▶ WORK TO BE COMPLETED
The task requires restating, word for word, the lines of the entries below from the one containing "the error IMO" through the final one, both included.

(Beginning of PROVIDED ENTRIES)

PR #2508, opened 2026-07-29
NEXUS-550: Nexus Operation Query support

mavemuri:
## What was changed
Adds support for QueryWorkflow as a Nexus operation

## Why?
Part of effort to expose all Temporal primitives via Nexus operations

## Checklist

1. Closes NEXUS-550

2. How was this tested:
- [x] added integration tests 

3. Any docs updates needed?
- [ ] ~TBD~


temporalnexus/temporal_operation.go
```diff
@@ -338,6 +339,61 @@ func validateUpdateWorkflowNexusOperation(u client.UpdateWorkflowOptions) error
...
 }
 
+// StartQueryWorkflow starts a type-safe workflow query for a Nexus operation
+// linking the execution chain to the Nexus operation (callbacks, links, request ID).
+// It always returns a sync response akin to Temporal's primitive Query operation
+//
+// These are free functions because Go does not allow generic methods on non-generic structs.
+//
+// NOTE: Experimental
+func StartQueryWorkflow[R any](
```
Quinn-With-Two-Ns: We agreeded we would just use the regular clients query method, we don't need to add these

internal/interceptor.go
```diff
@@ -639,6 +639,8 @@ type ClientQueryWorkflowInput struct {
 	Args                 []interface{}
 	// QueryRejectCondition is the query reject condition.
 	QueryRejectCondition enumspb.QueryRejectCondition
+	// gRPC request response trap for nexus forward links
+	responseInfo *queryWorkflowResponseInfo
```
Quinn-With-Two-Ns: This is overkill for queries , in the query handler we can just do something like what we did for signal eg:
```
	// If this signal was issued from inside a Nexus operation handler, capture the server's response
	// link (pointing at the WorkflowExecutionSignaled event) so the task handler can attach it to the
	// StartOperationResponse, linking the caller workflow's history event to the callee. Servers
	// without history.enableCHASMSignalBacklinks leave the link unset; AddResponseLink ignores
	// nil.
	if nctx, ok := NexusOperationContextFromGoContext(ctx); ok {
		nctx.AddResponseLink(response.GetLink())
	}
```

temporalnexus/link_converter.go
```diff
@@ -38,7 +38,10 @@ func ConvertNexusLinkToLinkNexusOperation(link nexus.Link) (*commonpb.Link_Nexus
 //
 // NOTE: Experimental
 func ConvertWorkflowLinkToNexusLink(workflowLink *commonpb.Link_Workflow) nexus.Link {
-	return apinexus.ConvertWorkflowLinkToNexusLink(workflowLink)
+	// TODO: when bumping up api-go, also fix "ConvertWorkflowLinkToNexusLink" to use urlPathWorkflowTemplate
```
Quinn-With-Two-Ns: If there is a bug here we should fix it before updating the api

test/nexus_query_op_test.go
```diff
@@ -0,0 +1,167 @@
...
+	queryDoneSignal = "done"
+
+	queryTaskQueue = "nexusOpUpdateWorkflowTQ"
+)
+
+type queryInput struct {
+	WorkflowID string
+}
+
+func (ts *IntegrationTestSuite) TestNexusQueryWorkflowOperation() {
```
Quinn-With-Two-Ns, line 45: Could we also test a few other scenarios:
* Query fails, because the user returned an error from the query, that should fail the Nexus operation if the user just returns the error IMO
* Query a workflow that doesn't exist should fail the nexus operation by default
* Query when no worker is running should fail retry-ably

Quinn-With-Two-Ns (approved):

(End of PROVIDED ENTRIES)

▶ ANSWER BELOW
* Query fails, because the user returned an error from the query, that should fail the Nexus operation if the user just returns the error IMO
* Query a workflow that doesn't exist should fail the nexus operation by default
* Query when no worker is running should fail retry-ably

Quinn-With-Two-Ns (approved):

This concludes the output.